--- WORK REQUEST ---
Which lines of the material contain the word "range"? Show each one.

--- SUPPLIED DATA ---
PR #107, opened 2017-07-01
Improve routing test/bench and simplify index.GetResource

rs:


resource/index.go
```diff
@@ -55,33 +55,31 @@ func (r *index) Compile() error {
 //
 // If a parent is given and the path starts with a dot, the lookup is started at the
 // parent's location instead of root's.
-func (r *index) GetResource(path string, parent *Resource) (*Resource, bool) {
+func (r *index) GetResource(path string, parent *Resource) (sr *Resource, found bool) {
```
smyrman: I actually find the explicit double return more explicit and readable.

Although Go allows named returns, it may be error prone some times, especially with multiple return values. As it's less explicit, it's easier to (by mistake) return a pair of values that was not meant to be returned, and it's harder to read the code to find out which pair of variables are returned in different conditions.

 I tend to only use named returned parameters when it's necessary for technical reasons, such as setting an error in a deferred recover. The name can also serve as documentation when it's in the header, but even there it's only really needed if the semantic meaning of the return values can not be easily deduced from the method name, return types and go conventions.

Sorry for shooting this down, I just have done to a few to many mistakes myself with named return values when I started using Go (2010/2011), and they are still fresh in memory:-)

resource/index_bench_test.go
```diff
@@ -9,12 +9,48 @@ import (
...
+	tests := map[string]string{
+		"1st":      "route0001",
+		"100th":    "route0100",
+		"1000th":   "route1000",
+		"NotFound": "notfound",
 	}
+	for name, rsrc := range tests {
+		b.Run(name, func(b *testing.B) {
+			for i := 0; i < b.N; i++ {
+				index.GetResource(rsrc, nil)
```
smyrman: No changes needed, this is just a FYI about a sub-test gatcha that applies to parallel/concurrent execution, in case you were not aware.

Using `rsrc` variable here _only_ works as long as the benchmarks here are not run in parallel.

If you where to add `b.Parallel()` above this line, the `rscrc` variables would be _shared_ among all the goroutines, i.e. it's reused for the next iteration of the for loop, leading to a data race condition. `name` is also reused in the next iteration, but as it's used only as an argument to Run, it happens before any new goroutine is started, so it's not a problem. To solve this in the case of parallelism we would need to capture the variable, e.g. like this:

```go
for name := range tests {
        rsrc := tests[name]  // the variable is declared within the iteration, and thus not reused on the next iteration.
```

Extract from https://blog.golang.org/subtests:
```go
func TestGroupedParallel(t *testing.T) {
    for _, tc := range testCases {
        tc := tc // capture range variable
        t.Run(tc.Name, func(t *testing.T) {
```
Again, there are no changes needed for this case, just something to be aware of.

resource/index_bench_test.go
```diff
@@ -9,12 +9,48 @@ import (
...
+	b.Run("TwoLevels", func(b *testing.B) {
+		for i := 0; i < b.N; i++ {
+			_, _ = r.GetResource("foo.bar", nil)
+		}
+	})
+	b.Run("ThreeLevels", func(b *testing.B) {
+		for i := 0; i < b.N; i++ {
+			_, _ = r.GetResource("foo.bar.baz", nil)
+		}
+	})
```
smyrman: I guess you could use a `map [string]string` and for loop here as well, making the code more DRY.

resource/index.go
```diff
@@ -55,33 +55,31 @@ func (r *index) Compile() error {
...
 	resources := r.resources
 	if len(path) > 0 && path[0] == '.' {
 		if parent == nil {
 			// If field starts with a dot and no parent is given, fail the lookup
-			return nil, false
+			return
```
smyrman: Apparently, this is called a "naked return".

Quoting https://tour.golang.org/basics/7:

> Naked return statements should be used only in short functions, as with the example shown here. They can harm readability in longer functions.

--- SOLUTION ---
+	for name, rsrc := range tests {
for name := range tests {
    for _, tc := range testCases {
        tc := tc // capture range variable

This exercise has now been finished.